Vance Burghard said he was diagnosed with ALS in 2017 and soon needed help pulling up his pants. Through a clinical study, he has been on AMX0035 for three years, which he called “life-changing”. He said his condition has stabilized and he has been able to wander in China and Tibet.
Gregory Canter said he participated in the ALS Association’s Ice Bucket Challenge several years ago, even though “I didn’t have ALS and I didn’t know anyone who did.” A few years later, he was diagnosed with the disease and subsequently enrolled in the six-month Amylyx trial. He believes he received a placebo, but as a trial participant was offered the drug after the trial was over, as part of what is called an open study.
Canter said the drug has stabilized his breathing and helped him in other ways. “I am still alive, living independently and the progression of my disease has been noticeably slowed,” he said.
Brian Wallach, a former Obama White House staffer who was diagnosed five years ago, noted that some panel members said they had voted against the drug in March to protect patients from false hope.

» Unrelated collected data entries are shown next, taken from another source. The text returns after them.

PR #559, opened 2021-05-06
Fix OVN NetworkManager subclass spec failures

agrare:
Fixes https://travis-ci.com/github/ManageIQ/manageiq-providers-ovirt/jobs/503285272#L2196-L2356

Depends:
- [x] https://github.com/ManageIQ/manageiq-providers-openstack/pull/714

### DIFF
--- a/app/models/manageiq/providers/redhat/network_manager/cloud_network/private.rb
+++ b/app/models/manageiq/providers/redhat/network_manager/cloud_network/private.rb
@@ -1,0 +1,5 @@
+class ManageIQ::Providers::Redhat::NetworkManager::CloudNetwork::Private < ManageIQ::Providers::Redhat::NetworkManager::CloudNetwork
+  def self.display_name(number = 1)
+    n_('Cloud Network (Ovirt)', 'Cloud Networks (Ovirt)', number)
+  end
+end
--- a/app/models/manageiq/providers/redhat/network_manager/cloud_network/public.rb
+++ b/app/models/manageiq/providers/redhat/network_manager/cloud_network/public.rb
@@ -1,0 +1,5 @@
+class ManageIQ::Providers::Redhat::NetworkManager::CloudNetwork::Public < ManageIQ::Providers::Redhat::NetworkManager::CloudNetwork
+  def self.display_name(number = 1)
+    n_('External Cloud Network (Ovirt)', 'External Cloud Networks (Ovirt)', number)
+  end
+end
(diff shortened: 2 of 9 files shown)


agrare:
Cross-repo tests are green: https://github.com/ManageIQ/manageiq-cross_repo-tests/pull/364

chessbyte:
is oVirt really using classes from Openstack?

agrare:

“I don’t need you to protect me from myself,” he said. Such “antiquated paternalism is misplaced,” he said through an aide because his speech was heavily affected. “There is only one right answer here. I only hope you have the courage to recommend approval.”
Amylyx applied to the FDA for approval of the drug in November 2021. The company submitted data from a 24-week trial that showed the drug was safe and slowed the decline in essential functions such as walking, talking and cutting food by 25 percent.

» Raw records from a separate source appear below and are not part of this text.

PR #569, opened 2021-10-06
[MORPHY] Fix Redhat::NetworkManager refresh STI failures

agrare:
The Openstack parser sets inventory to a hard-coded `:type` of `Openstack::NetworkManager::*` which breaks for the RHEV subclass because they don't aren't under the Redhat::NetworkManager namespace

Alternative to backporting https://github.com/ManageIQ/manageiq-providers-openstack/pull/714 and https://github.com/ManageIQ/manageiq-providers-ovirt/pull/559 due to the schema migration


app/models/manageiq/providers/redhat/network_manager.rb
```diff
@@ -1,14 +1,9 @@
 class ManageIQ::Providers::Redhat::NetworkManager < ManageIQ::Providers::NetworkManager
-  require_nested :CloudNetwork
-  require_nested :CloudSubnet
   require_nested :EventCatcher
   require_nested :EventParser
   require_nested :FloatingIp
```
agrare, line 4: I didn't have to delete this for the specs to pass, but I don't see why this wouldn't have the same issue.  Investigating...

agrare: Looks like there just weren't any floating_ips in this VCR, still need to delete this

In a follow-up study, in which all participants were offered the drug, patients who received the treatment from the start of the study lived a median of more than six months longer than those who did not, the researchers found.
More recent analyzes provided by the manufacturer showed that AMX0035 extended median survival several months longer than originally thought, delayed first hospitalizations and reduced serious complications.
Still, the FDA has signaled for months that it had doubts about approving the drug in a single study, especially when the agency said it didn’t find the data “exceptionally compelling.” The agency said the company did not adequately account for deaths during the trial and took issue with other aspects of the study. It said the additional analyzes did not include new information.
Canada recently approved AMX0035 on a conditional basis. That means Amylyx can sell the drug but is required to confirm its benefits based on the results of the larger study. But the FDA’s approval processes are somewhat different than Canada’s.
Some ALS patients are already taking one or both components of AMX0035. Since sodium phenylbutyrate is approved for another purpose, doctors are allowed to prescribe it off label for ALS. And the supplement, sometimes called TUDCO, is available on a number of websites.
Some health policy experts said in the hearing that the drug should not be approved until further data prove its effectiveness.
Others agreed that the FDA has a legal responsibility to determine that drugs are safe and effective — but noted that it has flexibility in how to do that. Unclear data can complicate the picture.
“Science is messy, and even well-designed trials won’t always give you a clear answer,” said Holly Fernandez Lynch, a University of Pennsylvania bioethicist who is not on the panel.